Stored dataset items
*** Begin section ***

PR #71, opened 2016-06-10
Add test coverage

jzohrab:
Added characterization tests to ensure that behaviour is preserved during upcoming changes and refactoring.


aclgen.py
```diff
@@ -434,7 +434,11 @@ def WriteFiles(write_files):
     output.flush()
 
 
-def main(_):
+def main(args):
```
ankenyr: There is no need for this section. Tests would pass if you did the FLAGS.Reset() in the setup or tear down phase in the tests.

tests/integration/aclgen_test.py
```diff
@@ -0,0 +1,181 @@
...
+import aclgen
+from lib import policy
+from lib import naming
+
+
+class Test_AclGen_ensure_demo_files_work(unittest.TestCase):
+  """Ensure Capirca demo runs successfully out-of-the-box."""
+
+  def setUp(self):
+    self.iobuff = StringIO()
```
ankenyr: Above do a similar import as in aclgen for gflags as flags.
Then between the class definition and imports add "FLAGS = flags.FLAGS" and somewhere in the setup method add FLAGS.Reset() and things should work.

tests/integration/aclgen_test.py
```diff
@@ -0,0 +1,181 @@
...
+    logger.level = logging.DEBUG
+    self.s = logging.StreamHandler(self.iobuff)
+    self.s.level = logging.DEBUG
+    logger.addHandler(self.s)
+
+    # Capirca only writes if files have changed, so write out to a new
+    # temp dir for each test run.
+    self.output_dir = tempfile.mkdtemp()
+
+    curr_dir = os.path.dirname(os.path.abspath(inspect.getfile(inspect.currentframe())))
```
ankenyr: Are you sure this is the cleanest way to do things? The variable says curr_dir which I assume to be the current directory.
os.getcwd() provides the current working directory. If you just made self.root_dir = os.getcwd() this looks to pass.

tests/integration/aclgen_test.py
```diff
@@ -0,0 +1,181 @@
...
+    self.root_dir = os.path.realpath(os.path.join(curr_dir, '..', '..'))
+    self.policies_dir = os.path.join(self.root_dir, 'policies')
+    self.defs_dir = os.path.join(self.root_dir, 'def')
+
+  def tearDown(self):
+    # print self.iobuff.getvalue().split("\n")
```
ankenyr: can this be removed?

tests/integration/aclgen_test.py
```diff
@@ -0,0 +1,181 @@
...
+    # Remove the directory after the test
+    shutil.rmtree(self.output_dir)
+
+  def test_smoke_test_generates_successfully(self):
+    args = [
+      'program',  # Dummy value for gflags, which expects the program name to be the first entry.
+      '--base_directory={0}'.format(self.policies_dir),
```
ankenyr: using .format here is a bit overkill. String format is slower than a simple modulo format. We can leave this how it is and save it for a cleanup afterwards.

tests/integration/aclgen_test.py
```diff
@@ -0,0 +1,181 @@
...
+    args = [
+      'program',  # Dummy value for gflags, which expects the program name to be the first entry.
+      '--base_directory={0}'.format(pol_dir),
+      '--definitions_directory=/some_missing_dir/',
+      '--output_directory={0}'.format(self.output_dir)
+    ]
+
+    aclgen.main(args)
+
+    # NOTE that the code still continues work, even if a bad directory
```
ankenyr: Care to explain this further?

tests/lib/naming_test.py
```diff
@@ -169,5 +171,123 @@ def testParseServiceFile(self):
     filedefs._ParseFile(data, 'services')
     self.assertEqual(filedefs.GetService('HTTP'), ['80/tcp'])
 
+
+class Naming_Characterization_Tests(unittest.TestCase):
```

*** End section ***

= What is needed =
Search the records above for "main". Copy each line where it is found.

= Expected answer =
-def main(_):
+def main(args):
+    aclgen.main(args)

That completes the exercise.